The Swarm (1978)

(On Cable TV, March 2020) Killer-bee movies were a surprisingly robust trend in the late 1970s, with at least three of them on the record—clearly a case of Hollywood taking a new striking idea and then beating it into pulp. None of the killer bee movies are acknowledged as being any good, but big-budget The Swarm actively pushes into ridiculousness at times. Masterminded by master-of-disaster producer-director Irwin Allen, The Swarm follows the then-much-anticipated deadly bees as they make their way north to Texas, and proceed to outwit all humans. To be fair, and this is part of the film’s unique “charm,” the human characters are all singularly stupid here—up to and including panicking hard enough to (somehow) a blow up a nuclear power plant. Who needs killer bees when kids think it’s a good idea to set bees on fire, when train drivers cause derailments at the slightest sign of panic, when military officers think it’s a good idea to torch Houston? In keeping with other 1970s disaster movies, the cast is a remarkable mixture of new faces like Michael Caine (struggling helplessly against the material), and Classic Hollywood veterans, such as José Ferrer, Slim Pickens, Henry Fonda, Fred MacMurray, Richard Chamberlain and Olivia de Havilland. Such an undignified mark on their resumés… although they, too, must have hoped that the film would be as successful as Allen’s previous disaster movies.
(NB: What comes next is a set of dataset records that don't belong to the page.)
PR #564, opened 2019-07-26
Docs for AppState.re

idkjs:
Please take a look at this. As noted at https://react-native.org/doc/appstate.html, this wont ever do anything. Also, the `Js.log` statement in `handleAppStateChange` never seems to fire. I don't believe that is normal or we should probably not put it out there that way.

This is the output I am getting 

```reason Remote debugger is in a background tab which may cause apps to perform slowly. Fix this by foregrounding the tab (or opening it in a separate window).
- node_modules/expo/build/logs/LogSerialization.js:146:14 in _captureConsoleStackTrace
- node_modules/expo/build/logs/LogSerialization.js:41:24 in serializeLogDataAsync$
- ... 9 more stack frames from framework internals

Finished building JavaScript bundle in 1114ms.
Finished building JavaScript bundle in 102ms.
Finished building JavaScript bundle in 39ms.
Finished building JavaScript bundle in 492ms.
Running application on iPhone X.
active
```
Here is the demo repo if you want to run it. https://github.com/idkjs/reason-appstate-demo.

### DIFF
--- a/reason-react-native/src/apis/AppState.md
+++ b/reason-react-native/src/apis/AppState.md
@@ -42,28 +42,23 @@ open ReactNative;
 
 [@react.component]
 let make = () => {
-  let (appState, setAppState) = React.useState(() => AppState.currentState);
-  Js.log(appState);
+  let (appState, setAppState) = React.useState(_ => AppState.currentState);
 
-  let handleAppStateChange = (nextAppState: AppState.t) => {
-    Js.log2("nextAppState: ", nextAppState);
-    Js.log2("appState: ", appState);
-    switch (appState,nextAppState) {
-    | (_background, _active) =>
-      Js.log(
-        "App has come to the foreground!",
-      );
-    | (_inactive, _active) =>
-      Js.log(
-        "App has come to the foreground!",
-      );
+  let handleAppStateChange = nextAppState => {
+    switch (appState, nextAppState) {
+    | (_, state) when state === AppState.background =>
+      Js.log("App has come to the background!")
+    | (_, state) when state === AppState.active =>
+      Js.log("App has come to the foreground!")
     | _ => ()
     };
     setAppState(_ => nextAppState);
   };
 
   React.useEffect(() => {
-    AppState.addEventListener(`change(state => handleAppStateChange(state)))
+    AppState.addEventListener(
+      `change(state => handleAppStateChange(state)),
+    )
     |> ignore;
     Some(
       () =>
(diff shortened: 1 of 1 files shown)


MoOx:
The example you have provided currently doesn't compile for several mistakes
Here is one that should work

Alas, it wasn’t so: Audiences were indifferent to The Swarm, and critics were savage in their appreciation — although the film has since gained a bit of a cult status due to its risible nature. (It was, in many ways, the end of Allen’s career: he never as big of a budget nor recaptured the popular imagination after that.) The Swarm may be a bad movie, but it does remain quite a bit of fun to watch—you can’t help but blink at the inanity on screen and wonder how it got made with such expansive means. It doesn’t end once the credits roll: Just as you start to relax, thinking that you’re over the worst of it, the film hits you with the dumbest, most offensive disclaimer imaginable under the context: “The African killer bee portrayed in this film bears absolutely no relationship to the industrious, hardworking American honey bee to which we are indebted for pollinating vital crops that feed our nation.” Ooof! I watched the film with a friend, and at the end of it said, “I’m glad you were with me through this, because later I will be able to ask you if this really happened.”